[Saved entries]
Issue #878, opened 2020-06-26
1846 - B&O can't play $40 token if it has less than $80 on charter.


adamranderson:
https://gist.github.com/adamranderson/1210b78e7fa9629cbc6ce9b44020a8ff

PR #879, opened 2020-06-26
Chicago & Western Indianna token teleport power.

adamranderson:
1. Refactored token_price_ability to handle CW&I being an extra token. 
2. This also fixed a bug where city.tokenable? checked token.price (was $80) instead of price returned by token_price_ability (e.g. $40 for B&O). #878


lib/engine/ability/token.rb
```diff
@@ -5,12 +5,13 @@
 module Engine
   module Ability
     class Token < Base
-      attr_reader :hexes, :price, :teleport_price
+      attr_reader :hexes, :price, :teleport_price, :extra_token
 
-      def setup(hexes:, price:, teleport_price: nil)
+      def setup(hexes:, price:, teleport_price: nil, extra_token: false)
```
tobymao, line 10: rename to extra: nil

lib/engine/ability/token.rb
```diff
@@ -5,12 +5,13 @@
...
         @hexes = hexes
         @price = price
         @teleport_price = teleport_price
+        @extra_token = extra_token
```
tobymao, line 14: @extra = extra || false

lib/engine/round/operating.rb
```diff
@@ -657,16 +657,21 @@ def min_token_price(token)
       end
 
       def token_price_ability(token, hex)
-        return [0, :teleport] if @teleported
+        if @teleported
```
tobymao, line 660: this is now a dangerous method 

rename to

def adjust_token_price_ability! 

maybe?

*Exercise:*
Write out the entries in full, exactly as given.

*Response to this task:*
Issue #878, opened 2020-06-26
1846 - B&O can't play $40 token if it has less than $80 on charter.


adamranderson:
https://gist.github.com/adamranderson/1210b78e7fa9629cbc6ce9b44020a8ff

PR #879, opened 2020-06-26
Chicago & Western Indianna token teleport power.

adamranderson:
1. Refactored token_price_ability to handle CW&I being an extra token. 
2. This also fixed a bug where city.tokenable? checked token.price (was $80) instead of price returned by token_price_ability (e.g. $40 for B&O). #878


lib/engine/ability/token.rb
```diff
@@ -5,12 +5,13 @@
 module Engine
   module Ability
     class Token < Base
-      attr_reader :hexes, :price, :teleport_price
+      attr_reader :hexes, :price, :teleport_price, :extra_token
 
-      def setup(hexes:, price:, teleport_price: nil)
+      def setup(hexes:, price:, teleport_price: nil, extra_token: false)
```
tobymao, line 10: rename to extra: nil

lib/engine/ability/token.rb
```diff
@@ -5,12 +5,13 @@
...
         @hexes = hexes
         @price = price
         @teleport_price = teleport_price
+        @extra_token = extra_token
```
tobymao, line 14: @extra = extra || false

lib/engine/round/operating.rb
```diff
@@ -657,16 +657,21 @@ def min_token_price(token)
       end
 
       def token_price_ability(token, hex)
-        return [0, :teleport] if @teleported
+        if @teleported
```
tobymao, line 660: this is now a dangerous method 

rename to

def adjust_token_price_ability! 

maybe?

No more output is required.